[[ Dataset records, beginning ]]

PR #2350, opened 2024-07-13
refactor(compartment-mapper): Pivot to module descriptors

kriskowal:
Refs: #400

## Description

XS does not support `compartment.module`. Rather than emulate it, I chose bring SES into closer alignment with XS module descriptors and use those instead. The Compartment Mapper is the only place we use this feature at the moment.

### Security Considerations

None.

### Scaling Considerations

None.

None.

### Testing Considerations

The existing Compartment Mapper tests exercise this path rigorously.

The new version of Compartment Mapper will not work with an older version of SES. Lerna will make sure the constraint gets updated when we release.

[[ Dataset records, end ]]

_Task requirements_
In full and word for word, output the entries.

_Task output_
PR #2350, opened 2024-07-13
refactor(compartment-mapper): Pivot to module descriptors

kriskowal:
Refs: #400

## Description

XS does not support `compartment.module`. Rather than emulate it, I chose bring SES into closer alignment with XS module descriptors and use those instead. The Compartment Mapper is the only place we use this feature at the moment.

### Security Considerations

None.

### Scaling Considerations

None.

None.

### Testing Considerations

The existing Compartment Mapper tests exercise this path rigorously.

The new version of Compartment Mapper will not work with an older version of SES. Lerna will make sure the constraint gets updated when we release.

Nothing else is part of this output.